Since the first skyscraper was built in 1884 in Chicago, tall buildings have traditionally used steel and concrete materials—until now. Several building and architectural groups are making a case for tall wooden structures, buildings built primarily out of wooden materials. In the last several years, many of these structures have sprung up all over the world. One of the most outspoken proponents for wood structures is architect Michael Green who wrote a 240 page case study called: The Case for Tall Wood Buildings. For a briefer version, watch his TED Talk HERE. In this case study, Green talks about the various benefits of moving to wooden structures while addressing many of the concerns them.
Building a greener, less expensive world
Some of the primary reasons for moving to wooden structures include: attacking climate change, creating more sustainable development, reducing construction waste and addressing socio-economic issues throughout the world.

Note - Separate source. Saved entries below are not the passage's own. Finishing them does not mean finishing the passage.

Issue #7934, opened 2025-09-23
Allow policy to perform transforms on data updates in store


anderseknert:
It's quite common that Rego policies do some transformations on the data it needs as part of a policy decision. This could for example be done to narrow down a huge list of users or resources to only those carrying certain attributes of interest for certain policy decisions — or it could be concatenating multiple attributes into a string in order to present something nice to the querying client. 

Sometimes these operations depend on the input, but it's certainly not unusual to see transformations applied with every policy decision even when those transforms could have been computed just once. And to be clear, _this is normally not an issue_. For small/medium datasets, the cost of e.g. filtering some attributes into an intermediate set or object before using that for the actual "business logic" will most likely have a negligible impact on performance. There are however cases where either the data set is large enough ·— or the transformations performed are costly enough — that the cost of doing these at evaluation time _will_ impact performance. Another benefit is that some policies likely could be made more readable / easy to follow, should the transformations they currently do be moved out.

I suggest that we add a simple system to allow Rego policy under a reserved path (like `system.store`) to add something similar to materialized views from the database world — queries that are evaluated when the store is updated, and which perform desired transforms whose result is persisted to the store, and made accessible during normal policy evaluation along with any other data. 

Now, there are _many_ ways this could be done, and one way does not exclude another. But to start out simple, I'm suggesting these queries run _after_ data is written to the store, and thus allowed to query any current state under `data` as any normal policy would. Trivial example:

```rego
package system.store

developers contains user if {
    some user in data.users
    "developer" in user.roles
}
```

Every time the store is updated, existing `system.store` policies would be evaluated, and any paths under `system.store` resolved as part of this  (like `developer` above) would be added to the store and made available to other policies. I'm intentionally leaving the details of the design open to discussion, but while I'm aware there are many cool and advanced things that can be done in this space, I think a simple solution that's easy to reason about and for anyone to be able to reach for when performance is a concen... should be our goal for a first implementation.

charlieegan3:
I think this solves a real issue people have, nice! Some thoughts:

- I had wondered if there was a solution to this that allowed users to opt into having data be discarded by policy too. Perhaps this is another issue with a different solution (e.g. a build time one).
- I guess these store policies be run during bundle activation so `data.users` and views dependent on it would be consistent? Or could they only be evaluated when first accessed if a user preferred that.

srenatus:
[...]

PR #8249, opened 2026-01-23
feat(storage): add materialized views support for system.store policies

alex60217101990:
### Context and Motivation

@anderseknert, you mentioned choosing already open performance optimization proposals, and issue #7934 seemed very interesting and promising to me. I tried to implement a basic version of the proposal while taking into account your comments in the issue description.

**Important design choice:** Materialized views do **not** automatically refresh when data is updated in storage via the `Write` method. This was intentional (though we can explore adding it if truly needed). I've implemented a transaction wrapper that allows refreshing materialized views on commit. This is documented with examples of how to use it properly.

This also enables seamless integration possibilities - for example, with web server endpoints for updating data in storage - which can be added as needed. I didn't include these changes in this PR because their implementation should probably be discussed first and can be added in separate PRs.

**I need your help** to thoroughly test this with real-world usage. While I've validated the functionality with tests and benchmarks, I may have missed something. You have much more OPA experience than I do with all the subtleties and nuances, plus your knowledge of the source code will be invaluable.

The test and benchmark results are impressive and give reason for optimism about finishing this feature completely.

### Core Implementation

**New Package: `v1/storage/materialized`**
- `Manager` API for evaluating `system.store` policies
- Support for partial set rules (`contains`) and complete rules
- Recursion prevention via context
- Transaction wrapper for atomic data+view updates

**Bundle Integration** (`v1/bundle/store.go`)
- Automatic materialized view evaluation during bundle activation
- Views refreshed atomically with data updates

**Syntax** (matches #7934 proposal exactly):
```rego
package system.store

# Materialized view - evaluated once, reused many times
active_users contains user if {
    some user in data.users
    user.active == true
}
```

Access materialized view:
```rego
package authz

allow if count(data.system.store.active_users) > 0
```

### Query Performance (Primary Benefit)

Comparison between traditional on-demand evaluation vs. materialized views:

| Metric | Without Materialization | With Materialization | Improvement |
|--------|------------------------|---------------------|-------------|
| **Time** | 2.08 ms | 0.88 ms | **2.4× faster** |
| **Memory** | 1.13 MB | 0.67 MB | **40% reduction** |
| **Allocations** | 25,563 | 13,404 | **47% reduction** |

*Benchmark: 1,000 items, filtering active users*

### Materialization Performance

Evaluation time for creating materialized views (one-time cost during activation):

| Dataset Size | Time | Memory | Allocations |
|-------------|------|--------|-------------|
| 100 items | 2.32 ms | 1.31 MB | 26,962 |
| 1,000 items | 26.4 ms | 13.23 MB | 269,490 |
| 10,000 items | 291 ms | 137.9 MB | 2,743,198 |

### Break-Even Analysis

**Scenario:** 10,000 users, 100 queries/hour

```
Without Materialization:
  Activation: 10ms (fast)
  100 queries: 208ms
  Total: 218ms/hour

With Materialization:
  Activation: 291ms (one-time cost)
  100 queries: 88ms
  Total: 379ms (first hour), 88ms/hour thereafter

Break-even: After just 2 queries
After 100 queries: Saves 25.8 seconds/hour
```

### benchstat Comparison

Comparing optimized implementation vs. baseline (direct policy evaluation):

```
name                              old time/op    new time/op    delta
MaterializeSmallDataset-10          2.61ms ± 2%    2.32ms ± 1%  -11.11%
MaterializeMediumDataset-10         26.9ms ± 1%    26.4ms ± 2%   -1.86%
MaterializeLargeDataset-10           312ms ± 3%     291ms ± 2%   -6.73%

name                              old alloc/op   new alloc/op   delta
MaterializeSmallDataset-10          1.31MB ± 0%    1.31MB ± 0%     ~
MaterializeMediumDataset-10         13.2MB ± 0%    13.2MB ± 0%   -0.23%
MaterializeLargeDataset-10           141MB ± 0%     138MB ± 0%   -2.13%

name                              old allocs/op  new allocs/op  delta
MaterializeSmallDataset-10          26,996 ± 0%    26,962 ± 0%   -0.13%
MaterializeMediumDataset-10          270k ± 0%      269k ± 0%    -0.02%
MaterializeLargeDataset-10          2.74M ± 0%     2.74M ± 0%    -0.02%
```

Query performance (primary benefit):

```
name                              old time/op    new time/op    delta
WithoutMaterialization-10           2.08ms ± 2%    0.88ms ± 1%  -57.69% 

name                              old alloc/op   new alloc/op   delta
WithoutMaterialization-10           1.13MB ± 0%    0.67MB ± 0%  -40.71% 

name                              old allocs/op  new allocs/op  delta
WithoutMaterialization-10           25,563 ± 0%    13,404 ± 0%  -47.58% 
```

## Testing

**11 unit tests** covering:
- Partial set rules and complete rules
- Empty results and nested objects
- Multiple modules in same package
- Recursion prevention
- Sentinel error handling

**7 benchmarks** measuring:
- Materialization time across dataset sizes (100, 1K, 10K items)
- Query performance (with vs. without materialization)
- Parent path creation overhead
- AST-to-native conversion

**3 runnable examples** demonstrating:
- Basic materialized view usage
- Complete rule materialization
- Multiple views in one package

**Integration test** with bundle activation flow

## Documentation

**Location:** `docs/docs/materialized-views.md`

### Design Decisions

**1. Manual Refresh by Design**

**Why not automatic?**
- Storage triggers fire AFTER commit (too late for atomic updates)
- Creating new transaction for refresh creates race window
- Cannot guarantee atomicity

**Manual approach benefits:**
- Explicit refresh via `mgr.EvaluateSystemStore(ctx, txn)` before commit
- Atomic data+view updates within same transaction
- Predictable behavior
- Developer control over when views refresh

**Transaction Wrapper** provided for convenience:
```go
wrapper, _ := materialized.NewTransaction(ctx, store, compiler, storage.WriteParams)
defer wrapper.Abort()

wrapper.Write(storage.AddOp, path, data)
wrapper.CommitWithRefresh()  // Automatic refresh + commit
```

**2. Zero-Copy Optimization**

Uses `JSONWithOpt{CopyMaps: false}` to avoid copying `lazyObj` maps. This is safe because:
- Materialized views are read-only after creation
- `lazyObj` wraps native Go maps from bundle data
- No mutation occurs during policy evaluation

**3. No Bundle Integration in This PR**

Following @anderseknert's suggestion to start with an open proposal, this PR intentionally excludes:
- Direct integration with bundle activation API
- Web server endpoint modifications
- Automatic view refresh on data updates

These can be added in follow-up PRs after discussion.

Fixes [#7934](https://github.com/open-policy-agent/opa/issues/7934)

Looking forward to your feedback! Happy to iterate on any aspect of this implementation.

### DIFF
--- a/docs/docs/materialized-views.md
+++ b/docs/docs/materialized-views.md
@@ -24,8 +24,8 @@ Avoid materialized views when:
 
 - **Input-dependent transformations**: Your transformations depend on request-specific `input` data
 - **Low query frequency**: Views are queried only 1-5 times between bundle activations
-- **Fast activation required**: Your use case requires bundle activation to complete in <100ms
-- **Small datasets**: The transformation cost is already negligible (<1ms)
+- **Fast activation required**: Your use case requires bundle activation to complete in &lt;100ms
+- **Small datasets**: The transformation cost is already negligible (&lt;1ms)
 
 ## Architecture
 


srenatus:
Thanks for sharing this with us. If we decide that materialized views are a thing to adopt as a feature, here's something to start with. 🎈 In the meantime, I'll close the PR. The code will stick around for future reference.

Thank you for your consideration 🎉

Steel production represents around 3 percent of human greenhouse gas emissions, concrete accounts for around 5 percent and the building industry in general (materials, machinery, vehicles, etc..) makes up almost half of greenhouse gas emissions in the United States. This is compared to 33 percent linked to public transportation in the United States. Using sustainable forestry practices, wooden structures dramatically reduce the amount of carbon released during all phases of construction.
Beyond climate change, the environmental reasons for wood construction are many—wood is a more sustainable resource (if responsibly harvested), it produces less job site waste, wood is compostable and it takes less energy to create wooden beams.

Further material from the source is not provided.